File size reduction (factor 2) : understand compression applied

RENATO_QUAGLIANI · September 21, 2020, 9:44am

Dear ROOT experts,

I come up with a question concerning TTree streaming to disk and something we observed in some of our ntuples.

Our ntuples are processed in subsequential steps. Let’s say STEP1 and STEP2.

What STEP1 does, is to produce a ntuple + (nSTEP1 branches ) out of a compiled C++ code producing file1

In STEP2 we take the outcome of STEP1 and we attach new branches on TOP (nSTEP2) producing file2, this time using pyROOT and another source code.

According to this, one would expect file SIze of file2 is > than file1. However what we see is that size(file2) is 1/2 of size(file1).
What we observe in those 2 files on some common branches is that the Baskets value is very different on some very repetitive-value branches.
We checked and n-branches increased, as well as that all branches are sane and correctly propagated.
The only difference we observed is the nBaskets and compression level.

Therefore the question: is that possible that the compression is able to reduce by a factor 2 the size of an ntuple? From what does it depend and how can one explicitely check the reason of the file-size reduction?

Thanks in advance
Renato

jblomer · September 21, 2020, 12:26pm

Hi Renato,

A factor 2 from compression level sounds quite a lot but it is not impossible. You can use TTree::Print() in order to get detailed information about the overall compression ratio as well as the compression ratio of individual branches.

Cheers,
Jakob

RENATO_QUAGLIANI · September 21, 2020, 12:31pm

Hi @jblomer,
This is what i did infact.
It’s not just clear to me why in a C++ compiled code where we run

auto newTrree = (TTre*)oldTree.CopyTree( "CUT") ; 
// DO STUFF on newTree to attach new tuples
newTree.Write( "", TObject::kOverwrite );

Is somehow behaving differently on when we do a similar thing using pyROOT.
I.e how does the compression get optimized in ROOT ? Is there any recommended way to have a good balance and ensure “file-size” remain roughtly constant whatever are the “processing” one does?

jblomer · September 21, 2020, 12:33pm

I’d invite @pcanal to advise on best practices

pcanal · September 21, 2020, 5:15pm

Hi Renato,

I am missing some context to understand what is going and how to advice properly.
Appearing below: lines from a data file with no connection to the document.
PR #284, opened 2020-11-06
backoffice: update location form opening hours

FlorianCassayre:
* closes inveniosoftware/invenio-app-ils#980, assuming inveniosoftware/invenio-app-ils#981 is already merged (but AFAIK no blocking dependency)

For the sake of simplicity, the two period fields are always there. The user may leave a pair of inputs empty, and it will be filtered out. The consequence is that if the period is defined in the second pair, it will be moved to the first (as illustrated below).

(before submission)

(after submission, when editing again)

### DIFF
--- a/src/lib/pages/backoffice/Location/LocationForms/LocationEditor/components/LocationForm/Closures/Closures.js
+++ b/src/lib/pages/backoffice/Location/LocationForms/LocationEditor/components/LocationForm/Closures/Closures.js
@@ -1,22 +1,33 @@
 import React, { Component } from 'react';
-import { Segment, Grid, Header, Message } from 'semantic-ui-react';
+import {
+  Segment,
+  Grid,
+  Header,
+  Message,
+  Button,
+  Icon,
+} from 'semantic-ui-react';
+import PropTypes from 'prop-types';
 import { BooleanField } from '@forms/core/BooleanField';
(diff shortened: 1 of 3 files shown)


jrcastro2 (approved):
LGTM! Minor: This fixes the problem but doesn't seems really intuitive as a user, maybe we could improve this in the future by just showing only one period and a button that will allow to add another period.

FlorianCassayre:
Yes I agree. Since there is now a form refactoring task, I will include it there.

kprzerwa (commented):
I agree with @jrcastro2,
IMO it should be fixed here not in the forms. It happens only in this form, in it not a part of global refactoring of forms.

ntarocco:
> I agree with @jrcastro2,
> IMO it should be fixed here not in the forms. It happens only in this form, in it not a part of global refactoring of forms.

I understand, but I am not sure it is worth it?
What about if we simple add a text, somewhere in the second part of the period of the day, explaining? e.g.
`if you need to add one period, just fill in the first or optionally insert both for 2 periods` (better English please, but you got the point!)

FlorianCassayre:
Here is how it looks now:

image

ntarocco (approved):

kprzerwa (approved):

Can provide the TTree::Print for the large and the small file?

Thanks,
Philippe.

RENATO_QUAGLIANI · September 21, 2020, 7:51pm

Dear @pcanal , thanks a lot for jumping into the topic.

Here the raw file size from FILE1

11G 16 set 17.48 FILE1 : /eos/lhcb/wg/RD/RKstar/tuples/v9/RKst/TupleProcess_EE_SKIMALL_LOWQ2/Bd2KstEE/MC12MD/0/TupleProcess.root
6,1G 18 set 18.48 FILE2 : /eos/lhcb/wg/RD/RKstar/tuples/v9/RKst/TupleProcess_EE_BDT_LOWQ2/Bd2KstEE/MC12MD/0/TupleProcess.root

where FILE2 has been obtained from FILE1 adding a couple of branches in a pyROOT session.

Here the log files of the Print() call on the 2 TTree in the files.
The code i used to make the dump prints

f.ls()
DecayTuple->Print();
MCDecayTuple->Print();

file1_content.txt (291.2 KB) file2_content.txt (291.3 KB)

Thanks a lot ,
Renato

system · October 5, 2020, 7:51pm

This topic was automatically closed 14 days after the last reply. New replies are no longer allowed.